**About this exercise:** Copy every line of the data that includes the string "election".

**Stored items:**
Issue #5793, opened 2025-01-07
VxDesign: proofing workflow


mattroe:

jonahkagan:
Implemented a basic button to finalize all ballots. I think we should add a follow up that locks all editing of the election after finalizing. And also a way to undo using internal tools.

jonahkagan:
Closing in favor of https://github.com/votingworks/vxsuite/issues/5838

PR #5820, opened 2025-01-16
VxDesign: Button to finalize ballots

jonahkagan:
## Overview

Task: #5793 

First step towards a ballot proofing flow. Adds a button to "finalize ballots" to the Ballots screen. Currently, there's no way to undo finalizing ballots, but eventually we can build this into our internal tools. Also, finalizing ballots should lock the rest of the election to prevent further edits, but that is punted for now as well.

**Your response:**
Implemented a basic button to finalize all ballots. I think we should add a follow up that locks all editing of the election after finalizing. And also a way to undo using internal tools.
First step towards a ballot proofing flow. Adds a button to "finalize ballots" to the Ballots screen. Currently, there's no way to undo finalizing ballots, but eventually we can build this into our internal tools. Also, finalizing ballots should lock the rest of the election to prevent further edits, but that is punted for now as well.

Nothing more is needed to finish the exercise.